WORKING DATA Start Marker

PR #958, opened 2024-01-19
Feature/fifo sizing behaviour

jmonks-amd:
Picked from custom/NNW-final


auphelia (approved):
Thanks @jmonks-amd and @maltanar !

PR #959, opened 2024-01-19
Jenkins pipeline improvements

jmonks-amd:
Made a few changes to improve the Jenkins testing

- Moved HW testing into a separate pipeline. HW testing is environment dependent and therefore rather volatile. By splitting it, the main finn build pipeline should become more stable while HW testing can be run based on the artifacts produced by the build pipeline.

WORKING DATA End Marker
WORKING DATA Start Marker

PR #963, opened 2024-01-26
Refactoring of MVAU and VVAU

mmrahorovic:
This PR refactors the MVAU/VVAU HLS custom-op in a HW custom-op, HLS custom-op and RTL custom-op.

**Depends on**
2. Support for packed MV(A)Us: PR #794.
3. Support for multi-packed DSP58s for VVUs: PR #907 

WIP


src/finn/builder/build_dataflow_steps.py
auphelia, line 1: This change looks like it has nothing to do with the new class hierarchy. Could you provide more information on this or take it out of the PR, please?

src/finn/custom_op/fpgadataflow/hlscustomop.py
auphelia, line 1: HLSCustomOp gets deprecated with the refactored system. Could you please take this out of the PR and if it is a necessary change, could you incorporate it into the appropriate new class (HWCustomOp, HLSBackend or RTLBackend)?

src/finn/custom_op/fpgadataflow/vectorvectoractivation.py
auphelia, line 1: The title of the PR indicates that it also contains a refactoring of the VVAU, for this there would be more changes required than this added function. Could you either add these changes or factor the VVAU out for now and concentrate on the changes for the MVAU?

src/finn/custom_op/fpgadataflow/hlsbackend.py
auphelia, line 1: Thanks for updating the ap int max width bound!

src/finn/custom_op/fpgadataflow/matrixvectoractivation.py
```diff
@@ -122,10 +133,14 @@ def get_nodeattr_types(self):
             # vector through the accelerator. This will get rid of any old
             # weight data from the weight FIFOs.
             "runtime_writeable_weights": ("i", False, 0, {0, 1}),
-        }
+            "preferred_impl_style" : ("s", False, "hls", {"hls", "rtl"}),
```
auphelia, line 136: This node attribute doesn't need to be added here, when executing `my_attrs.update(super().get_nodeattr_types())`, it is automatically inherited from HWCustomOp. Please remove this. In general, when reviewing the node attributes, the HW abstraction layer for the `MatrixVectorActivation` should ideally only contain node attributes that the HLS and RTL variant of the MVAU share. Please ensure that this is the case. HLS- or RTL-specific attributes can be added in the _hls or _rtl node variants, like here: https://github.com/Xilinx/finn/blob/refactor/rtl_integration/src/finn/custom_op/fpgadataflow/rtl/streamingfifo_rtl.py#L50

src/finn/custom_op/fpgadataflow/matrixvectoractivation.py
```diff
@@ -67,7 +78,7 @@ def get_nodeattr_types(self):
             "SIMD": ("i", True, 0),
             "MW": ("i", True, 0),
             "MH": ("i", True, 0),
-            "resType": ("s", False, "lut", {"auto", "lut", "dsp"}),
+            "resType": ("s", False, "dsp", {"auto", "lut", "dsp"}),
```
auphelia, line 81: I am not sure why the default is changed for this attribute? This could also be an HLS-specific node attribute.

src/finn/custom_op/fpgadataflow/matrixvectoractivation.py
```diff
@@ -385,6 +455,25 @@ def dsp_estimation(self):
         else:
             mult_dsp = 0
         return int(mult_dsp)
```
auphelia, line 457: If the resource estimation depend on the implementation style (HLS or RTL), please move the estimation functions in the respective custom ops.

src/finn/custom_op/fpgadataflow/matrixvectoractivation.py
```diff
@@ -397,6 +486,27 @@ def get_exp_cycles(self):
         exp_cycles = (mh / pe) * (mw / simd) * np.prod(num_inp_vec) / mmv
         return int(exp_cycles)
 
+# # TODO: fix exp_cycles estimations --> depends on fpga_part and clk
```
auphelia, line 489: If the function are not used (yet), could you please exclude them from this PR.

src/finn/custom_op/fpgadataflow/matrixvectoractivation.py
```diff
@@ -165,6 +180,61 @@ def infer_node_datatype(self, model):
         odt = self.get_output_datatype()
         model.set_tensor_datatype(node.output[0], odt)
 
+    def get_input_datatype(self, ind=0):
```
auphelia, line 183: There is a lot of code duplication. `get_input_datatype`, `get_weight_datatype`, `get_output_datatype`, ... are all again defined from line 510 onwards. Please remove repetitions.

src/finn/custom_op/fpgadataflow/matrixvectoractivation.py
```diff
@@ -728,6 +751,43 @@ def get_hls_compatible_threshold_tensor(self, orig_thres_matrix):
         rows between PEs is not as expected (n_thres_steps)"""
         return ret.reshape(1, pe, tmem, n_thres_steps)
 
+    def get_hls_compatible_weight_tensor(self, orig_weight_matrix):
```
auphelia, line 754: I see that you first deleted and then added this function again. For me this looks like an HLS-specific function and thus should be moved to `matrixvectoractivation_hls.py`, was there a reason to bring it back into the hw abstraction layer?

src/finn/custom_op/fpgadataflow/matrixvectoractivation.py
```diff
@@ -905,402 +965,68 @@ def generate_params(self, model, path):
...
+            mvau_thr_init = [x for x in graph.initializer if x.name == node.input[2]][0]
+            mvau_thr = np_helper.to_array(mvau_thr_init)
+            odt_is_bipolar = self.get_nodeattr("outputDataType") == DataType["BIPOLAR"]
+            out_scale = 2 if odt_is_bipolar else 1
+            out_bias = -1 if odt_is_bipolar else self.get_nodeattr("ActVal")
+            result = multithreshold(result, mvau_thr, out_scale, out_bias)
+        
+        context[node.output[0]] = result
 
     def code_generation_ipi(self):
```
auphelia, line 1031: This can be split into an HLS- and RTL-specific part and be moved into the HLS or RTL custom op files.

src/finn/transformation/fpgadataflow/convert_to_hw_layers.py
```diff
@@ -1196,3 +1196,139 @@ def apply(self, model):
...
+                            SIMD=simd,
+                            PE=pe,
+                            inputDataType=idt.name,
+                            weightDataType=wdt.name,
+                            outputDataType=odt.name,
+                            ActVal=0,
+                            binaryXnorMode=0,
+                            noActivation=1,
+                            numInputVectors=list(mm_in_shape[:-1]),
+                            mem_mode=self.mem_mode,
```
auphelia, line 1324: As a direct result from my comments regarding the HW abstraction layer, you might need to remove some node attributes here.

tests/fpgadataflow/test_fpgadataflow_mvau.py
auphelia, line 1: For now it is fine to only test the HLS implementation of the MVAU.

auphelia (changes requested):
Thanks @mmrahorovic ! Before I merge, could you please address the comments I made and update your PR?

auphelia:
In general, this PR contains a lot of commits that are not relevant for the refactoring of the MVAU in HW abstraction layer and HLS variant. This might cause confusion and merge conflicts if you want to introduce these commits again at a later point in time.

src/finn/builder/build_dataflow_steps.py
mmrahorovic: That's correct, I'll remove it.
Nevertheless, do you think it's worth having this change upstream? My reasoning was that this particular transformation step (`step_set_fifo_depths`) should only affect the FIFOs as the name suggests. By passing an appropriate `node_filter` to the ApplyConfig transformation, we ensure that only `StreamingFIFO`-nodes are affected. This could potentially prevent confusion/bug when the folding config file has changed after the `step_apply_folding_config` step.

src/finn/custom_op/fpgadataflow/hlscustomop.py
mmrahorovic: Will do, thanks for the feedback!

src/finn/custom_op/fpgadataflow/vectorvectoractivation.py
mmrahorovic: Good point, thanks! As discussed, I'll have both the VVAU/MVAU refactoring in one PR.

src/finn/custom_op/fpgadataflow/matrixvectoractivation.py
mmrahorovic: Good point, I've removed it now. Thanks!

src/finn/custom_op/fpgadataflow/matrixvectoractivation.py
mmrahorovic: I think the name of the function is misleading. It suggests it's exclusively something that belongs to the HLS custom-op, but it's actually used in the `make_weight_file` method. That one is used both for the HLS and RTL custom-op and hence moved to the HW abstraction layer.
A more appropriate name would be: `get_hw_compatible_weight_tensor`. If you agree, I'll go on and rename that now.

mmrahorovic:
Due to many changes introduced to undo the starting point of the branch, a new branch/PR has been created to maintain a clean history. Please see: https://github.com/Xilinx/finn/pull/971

WORKING DATA End Marker

## [EXERCISE PROMPT]
Lines holding "pipeline" in the data above: copy each of them.

## [RESPONSE TO THIS TASK]
Jenkins pipeline improvements
- Moved HW testing into a separate pipeline. HW testing is environment dependent and therefore rather volatile. By splitting it, the main finn build pipeline should become more stable while HW testing can be run based on the artifacts produced by the build pipeline.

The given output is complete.